Raw data:
PR #9917, opened 2023-02-11
feat(api-sessions): Use data loader to load client name and logo

saevarma:
## What

Finish implementation of `ClientLoader` to load client to resolve `clientName` and resolve domain to get logo for display.

## Why

To use client name and logo in session history UI.

## Screenshots / Gifs

N/A

## Checklist:

### DIFF
--- a/apps/services/sessions/sequelize.config.js
+++ b/apps/services/sessions/sequelize.config.js
@@ -1,12 +1,12 @@
 /* eslint-env node */
 module.exports = {
   development: {
-    username: 'dev_db',
-    password: 'dev_db',
-    database: 'dev_db',
+    username: 'dev_db' ?? process.env.DB_USER_SESSIONS,
+    password: 'dev_db' ?? process.env.DB_PASS_SESSIONS,
+    database: 'dev_db' ?? process.env.DB_NAME_SESSIONS,
     host: 'localhost',
     dialect: 'postgres',
-    port: 5434,
+    port: 5434 ?? process.env.DB_PORT_SESSIONS,
   },
   production: {
     username: process.env.DB_USER,
--- a/apps/services/sessions/sequelize.config.js
+++ b/apps/services/sessions/sequelize.config.js
@@ -1,12 +1,12 @@
 /* eslint-env node */
 module.exports = {
   development: {
-    username: 'dev_db' ?? process.env.DB_USER_SESSIONS,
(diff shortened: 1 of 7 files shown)


apps/services/sessions/sequelize.config.js
```diff
@@ -1,12 +1,12 @@
 /* eslint-env node */
 module.exports = {
   development: {
-    username: 'dev_db',
-    password: 'dev_db',
-    database: 'dev_db',
+    username: 'dev_db' ?? process.env.DB_USER_SESSIONS,
+    password: 'dev_db' ?? process.env.DB_PASS_SESSIONS,
+    database: 'dev_db' ?? process.env.DB_NAME_SESSIONS,
```
GunnlaugurG, line 6: intentional or forgot to remove ?

saevarma: Intentional to help with DX. But this has to be the other way around so I fixed it 😅

libs/api/domains/auth/src/lib/loaders/client.loader.ts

Your objective:
Every line of the data must be reproduced exactly.

Answer to this exercise:
PR #9917, opened 2023-02-11
feat(api-sessions): Use data loader to load client name and logo

saevarma:
## What

Finish implementation of `ClientLoader` to load client to resolve `clientName` and resolve domain to get logo for display.

## Why

To use client name and logo in session history UI.

## Screenshots / Gifs

N/A

## Checklist:

### DIFF
--- a/apps/services/sessions/sequelize.config.js
+++ b/apps/services/sessions/sequelize.config.js
@@ -1,12 +1,12 @@
 /* eslint-env node */
 module.exports = {
   development: {
-    username: 'dev_db',
-    password: 'dev_db',
-    database: 'dev_db',
+    username: 'dev_db' ?? process.env.DB_USER_SESSIONS,
+    password: 'dev_db' ?? process.env.DB_PASS_SESSIONS,
+    database: 'dev_db' ?? process.env.DB_NAME_SESSIONS,
     host: 'localhost',
     dialect: 'postgres',
-    port: 5434,
+    port: 5434 ?? process.env.DB_PORT_SESSIONS,
   },
   production: {
     username: process.env.DB_USER,
--- a/apps/services/sessions/sequelize.config.js
+++ b/apps/services/sessions/sequelize.config.js
@@ -1,12 +1,12 @@
 /* eslint-env node */
 module.exports = {
   development: {
-    username: 'dev_db' ?? process.env.DB_USER_SESSIONS,
(diff shortened: 1 of 7 files shown)


apps/services/sessions/sequelize.config.js
```diff
@@ -1,12 +1,12 @@
 /* eslint-env node */
 module.exports = {
   development: {
-    username: 'dev_db',
-    password: 'dev_db',
-    database: 'dev_db',
+    username: 'dev_db' ?? process.env.DB_USER_SESSIONS,
+    password: 'dev_db' ?? process.env.DB_PASS_SESSIONS,
+    database: 'dev_db' ?? process.env.DB_NAME_SESSIONS,
```
GunnlaugurG, line 6: intentional or forgot to remove ?

saevarma: Intentional to help with DX. But this has to be the other way around so I fixed it 😅

libs/api/domains/auth/src/lib/loaders/client.loader.ts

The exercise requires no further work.